Shortly after calving, producers begin considering whether or not to implant, says Linneen, who notes Superior Livestock Auction data supports the assertion that implanting creates value along every step of the production chain.
“Suckling steer calves are implanted between two and three months of age,” Linneen says. “At that point, there’s an increase in live weight of about 18 pounds, which is a five percent improvement valued at $16.”
The average advantage for stocker calves is 33 pounds, and feedyard cattle see a 75-pound boost from implants.
“Implanting overall adds 130 pounds, so the return on investment is very good,” she comments. “It’s also a very consistent technology.”
With implanting, however, producers cite two fears – ability to sell cattle and hormone influence.
“There is a fear producers will not earn as much at the sale barn if they sell implanted calves versus non-implanted calves,” Linneen describes.
“We’ve looked at years of Superior Livestock data on sale barn animals,” she says, “and we found that implants do not reduce the price of calves at the sale barn.

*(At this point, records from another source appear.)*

PR #1743, opened 2026-09-19
fix(logger): route log events per NeuroLink instance so worker bridges attribute truthfully

### LINKED ISSUE #1236: Per-instance logger routing for worker log-bridge attribution
Follow-up from #1235 (tracked in RFC §6c of docs/plans/2026-07-27-isolated-agent-runner-rfc.md).

The NeuroLink logger is process-global with a single active emitter, so a worker instance's log bridge (`WorkerInstanceOptions.onLog`) receives ALL NeuroLink log events emitted in the process — host, other workers, MCP — each stamped with the forwarding bridge's tag. The tag identifies which bridge forwarded an event, not which instance emitted it.

Real fix: per-instance logger routing — log calls carry (or derive, e.g. via AsyncLocalStorage) the emitting instance so each instance's emitter receives only its own events. Then `createWorkerInstance` can bridge the worker's own emitter and `logTag` becomes true attribution.

Current interim state (shipped in #1235): the limitation is documented on `WorkerInstanceOptions.onLog`; `createWorkerInstance` restores the host as the active sink after construction; `dispose()`/voice-agent shutdown clear the sink only when they own it (`logger.clearEventEmitter(ifEmitter)`).

murdore:
Closes #1236.

## The problem

The NeuroLink logger is a process-global singleton with a **single** active
sink. A worker's `onLog` bridge subscribed to the *host's* emitter, so it
received every log event emitted anywhere in the process — the host, sibling
workers, MCP — each one stamped with that worker's `logTag`. The tag told you
which bridge forwarded an event, not which instance emitted it.

This was shipped knowingly in #1235 and documented as a `KNOWN LIMITATION` on
`WorkerInstanceOptions.onLog`, with the real fix deferred to RFC §6c.

## Measured

Two workers and a host, one `generate()` each, against the pre-change build:

| bridge   | events received | events it actually emitted |
| -------- | --------------- | -------------------------- |
| worker A | 708             | 299                        |
| worker B | 707             | 202                        |

After this change, worker A's bridge receives exactly its own 299 and worker
B's its own 202.

## The change

**`src/lib/utils/logger.ts`** — an `AsyncLocalStorage` carrying the emitting
instance's id, plus a registry of sinks keyed by that id:

- `runInInstanceScope(instanceId, fn)` / `getInstanceScope()`
- `addScopedEventEmitter` / `removeScopedEventEmitter` / `clearScopedEventEmitters`

`log()` delivers to the scoped sinks for whichever instance is on the stack,
*then* to the process-wide sink. The two are independent.

**`src/lib/neurolink.ts`** —

- every instance gets a process-unique `logInstanceId`;
- `generate`, `stream` and `generateText` run their bodies inside that scope
  (each keeps its original body verbatim, moved to a private
  `…InInstanceScope` method, so the diff on the hot paths is a wrapper, not a
  rewrite);
- `createWorkerInstance` subscribes the bridge to the **worker's own id**
  instead of `hostEmitter`;
- `dispose()` drops the instance's sinks — the registry is process-global, so
  an instance that went away without clearing its entry would keep its sink,
  and everything it closes over, reachable for the life of the process.

## Not a breaking change

- `logger.setEventEmitter()` is untouched and still receives everything, so an
  existing host bridge sees no difference. A test case asserts this.
- The public `Logger` type is **deliberately** left alone. It is a structural
  contract a caller can satisfy (`SDKToolContext.logger`), so adding required
  members would break anyone constructing one. The routing methods are internal
  plumbing and are not on it.
- `LogEventEmitter` is **new** in the types barrel — additive. It replaces the
  inline `{ emit: (event: string, ...args: unknown[]) => boolean }` shape that
  was written out four times.

## Known residual gaps (documented, not hidden)

Both are recorded on `WorkerInstanceOptions.onLog` and in the RFC:

- Logs emitted **while a consumer drains a returned stream** run in the
  consumer's async context, after `stream()` resolved, so they are attributed
  to the consumer's scope. Provider loops that run to completion inside the
  call are covered.
- Logs emitted **outside any entry point** — construction, background MCP
  reconnects, module init — stay *unattributed* rather than being charged to
  whichever instance happens to be around. A test case asserts this too.

## Test

`test/continuous-test-suite-logger-instance-routing.ts` — 8 cases, offline, no
credentials, driven entirely through the public surface. `NeuroLink` and
`logger` both come from `dist/index.js`; mixing in `src/lib/`'s logger would
watch a different singleton and pass silently.

Preconditions use `logger.getLogs()` rather than a process-wide sink, because
installing a sink *displaces the active emitter* and would mask the behaviour
under test — the first draft of this suite did exactly that and produced a
pre-fix run where the bridges looked dead rather than over-broad.

**Discrimination check** — run against a build with the old bridge wiring
restored:

```
✓ a worker's bridge receives that worker's own log events
✗ a sibling worker's bridge receives none of them
✗ the host's own call reaches neither worker bridge
✗ routing is reciprocal: B's call reaches B and not A
✓ every forwarded event carries the owning bridge's tag
✓ a process-wide sink still receives every instance's events
✓ dispose() unsubscribes a worker's bridge
✓ logs outside any generate call are attributed to no instance
  Passed: 5, Failed: 3 — RESULT: FAIL (exit 1)
```

Real `✗` and a non-zero exit, not `⊘` skips. All 8 pass on this branch.

## Verification

`pnpm run check`, `pnpm run lint` (0 errors), `pnpm run build`,
`pnpm run validate:all`, `check:deps`, `check:test-parse`,
`test:provider-structure`, `test:model-manifests` — all green.
`docs/api` regenerated and prettier-formatted.

## Summary by CodeRabbit

* **Bug Fixes**
  * Log events from isolated worker instances are now routed only to the corresponding worker’s `onLog` handler, preventing unrelated instance logs from being received.
  * Disposed workers no longer continue receiving forwarded log events.
  * Process-wide logging continues to receive events from all instances.

* **Documentation**
  * Clarified log attribution behavior and documented cases where events remain unattributed, such as background activity and stream consumption.


Tara-ag:
**Validation pass — PR #1743 review is clean, final (2026-09-20 re-check).**

- **One live summary only:** canonical `<!-- yama:summary -->` is **5751276834**; archived summary **5744421192** carries the disjoint `yama:summary-superseded` marker and explicitly points to the canonical one. No duplicate `yama:summary` marker exists and none was added.
- **Inline comments verified intact:** dispose-bridge finding anchors `test/continuous-test-suite-logger-instance-routing.ts:225-233` (RIGHT/added) with a well-formed `suggestion` block; same-thread correction covers the `_probe`→`probe` typo. CodeRabbit threads intact at lines 49 and 233. No broken markdown, no bad anchors.
- **One comment per finding:** three review threads = three findings (CR @49, CR @233, dispose-bridge). The dispose thread's second comment is an explicit same-thread typo correction, not a duplicate finding.
- **Review state matches verdict:** verdict **APPROVE** is reflected by the approving review **5257046297** (state `APPROVED`). No needs-work review present.
- **No replies owed:** all three open threads carry only their original finding comments (plus the same-thread typo correction); there are no author replies awaiting a response.

Result: no malformed comments, no live duplicates, review state consistent with the verdict. Nothing to fix or delete.

test/continuous-test-suite-logger-instance-routing.ts
```diff
@@ -0,0 +1,282 @@
...
+    } finally {
+      logger.clearEventEmitter(sink);
+    }
+  });
+
+  await test("dispose() unsubscribes a worker's bridge", async () => {
+    await workerA.dispose();
+    const aAfterDispose = capturedA.length;
+
+    const emitted = await emitLogsFrom(workerB);
```
Tara-ag, line 253: **MINOR — the dispose test does not prove the bridge was actually removed.**

The post-dispose probe (`emitLogsFrom(workerB)`) runs inside worker B's instance scope, so `log()` looks up the scoped sinks for B's instance id only. Worker A's scoped emitter — even if it was never unregistered — would never be consulted, so `capturedA.length === aAfterDispose` passes whether or not `removeScopedEventEmitter` ran. The test verifies "routing is keyed by caller," not "dispose unregisters the sink," so a real leak (a worker bridge retained by the process-global logger) would slip through. This agrees with CodeRabbit's note at this line; here is a concrete fix that exercises the same `add`/`remove` plumbing `NeuroLink.dispose()` relies on.

```suggestion
    await workerA.dispose();

    // Emitting from worker B's scope can never reach A's scoped emitter, so the
    // original probe would pass even if A's bridge were still registered. Prove
    // the removal directly through the logger's own add/remove plumbing (the
    // same calls NeuroLink.dispose() makes): emit inside a scope whose emitter
    // we just removed and assert nothing arrives.
    let probeInvocations = 0;
    const probe = {
      emit: (event: string) => {
        if (event === "log-event") {
          probeInvocations++;
        }
        return true;
      },
    };
    logger.addScopedEventEmitter("probe-dispose", probe);
    logger.removeScopedEventEmitter("probe-dispose", probe);
    logger.runInInstanceScope("probe-dispose", () => {
      logger.error("[#1236] bridge-removal probe");
    });
    assert(
      probeInvocations === 0,
      `a removed scoped emitter still received events (${probeInvocations})`,
    );
```

(If `_probe` were left registered, `logger.error` inside the scope would invoke it, so the assertion genuinely distinguishes "removed" from "never tested.")

Tara-ag (approved):
Per-instance logger routing is well-engineered: correct AsyncLocalStorage scoping, idempotent dispose cleanup, unchanged public `Logger` shape, and an e2e suite driven through `dist/index.js`. One MINOR test-coverage gap on the dispose test (see inline). Approving.

Tara-ag:
**(Archived — original-review-pass summary.)**

This was the first review pass's summary. It has been consolidated into the canonical, current **`<!-- yama:summary -->`** comment further down this thread (recurring-review pass, 2026-09-20), which carries the full, up-to-date finding list.

Verdict is the same in both: **APPROVE**. The single non-blocking item is the MINOR test-coverage note on the dispose test at `test/continuous-test-suite-logger-instance-routing.ts:225-233`. Please treat the canonical summary below as authoritative.

test/continuous-test-suite-logger-instance-routing.ts
Tara-ag: Small typo in the note under the suggestion block: it should read `probe` (the variable the suggestion defines), not `_probe`. The suggestion block itself is correct as written.

Tara-ag:
**Review summary — round 3 (final)**

**Verdict: APPROVE.** The per-instance logger dispose test was rewritten to genuinely prove bridge removal; no other findings remain open and the implementation continues to satisfy all enforced rules.

**Changes since last round**
The PR was reset to a single commit and the test report redesigned. At head `688379ebe`, the dispose test now captures worker A's instance id at construction, re-enters worker A's **own** scope directly via `logger.runInInstanceScope(workerAInstanceId, …)` after `dispose()`, and asserts the bridge no longer receives a `dispose-removal probe` — a real regression check that the old cross-worker assertion could not provide. The stray-suffix typo from the earlier draft is gone.

| Severity | File : line | Finding | Status |
|---|---|---|---|
| MINOR | `test/continuous-test-suite-logger-instance-routing.ts` : 253 | Dispose test didn't prove bridge removal (cross-worker emit could pass with the bridge retained) | **Resolved** at `688379ebe`; thread `PRRT…CQFF` resolved |

**What was checked and found clean**
- `src/lib/utils/logger.ts` — `log()` still fans out to the scoped set *and* unconditionally hits the process-wide emitter (backward compatible); `clearEventEmitter(ifEmitter)` only clears when the disposing instance owns the bridge. No hot-path regression in the stream/tool-merge paths.
- `src/lib/types/utilities.ts` — public `Logger` shape unchanged (Rule 5 satisfied; no unmodified caller breaks).
- Test suite drives `dist/index.js` with a single module graph and declares a determinism exception (Rule 15 satisfied).
- Impact analysis ran via the code graph (yaml:review uses detect_changes / affected-flows); no out-of-diff call sites regress.

**Other review comments of record**
- CodeRabbit thread `PRRT…CHC9` (move test-local `Captured` type) — test-local helper, type-location is CI/AST-rules owned; not part of this review's findings.
- CodeRabbit thread `PRRT…CHC_` (test scoped-emitter removal directly) — same underlying coverage gap as the resolved dispose finding; the author's rewrite satisfies it, so this thread is being resolved rather than re-reported.

No duplicates: one summary (this comment), one finding thread, all resolved.

test/continuous-test-suite-logger-instance-routing.ts
Tara-ag: Resolved — the rewritten dispose test at the current head now proves the removal for real. It captures worker A's instance id at construction, and after `dispose()` re-enters worker A's **own** scope directly via `logger.runInInstanceScope(workerAInstanceId, …)` and asserts the bridge no longer receives the `dispose-removal probe`. That is a genuine regression check (the old cross-worker assertion could pass even with the bridge retained). The stray-suffix typo from the earlier draft is also gone. Marking this thread resolved.

Tara-ag:
**Archived — superseded by the canonical review summary (`yama:summary` elsewhere on this PR).**

Please see the current verdict and findings table in the live summary comment. Kept here only for round-2 history: the dispose test was confirmed rewritten at head `688379ebe` to prove bridge removal, and no new blocking issues were found.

Really, it’s a myth.”
“We hear a lot of feedback about the hormone content and concerns of hormones showing up in meat,” Linneen says. “We’ve looked at a lot of research to ensure they’re safe.”
The hormone content of beef from implanted steers is about 0.7 nanograms higher than non-implanted steers – a remarkably small amount.
“Keep in mind, there are hormones in other products we consume that are naturally occurring,” she explains. “For example, potatoes have 450 nanograms, and the soy products used to make coffee drinks are much, much higher than that.”
Linneen notes, “We respect the concern for hormones but see a rather minute difference between implanted animals and non-implanted animals when it comes to the meat we consume.”
Linneen notes, as producers continue to look at the next steps of their operation, the health of cattle is important, and she says, “Producers should have access to as many tools as possible to maintain the health and productivity of the herd.”
Linneen presented as part of CattleFax’s recent Trends+ webinar.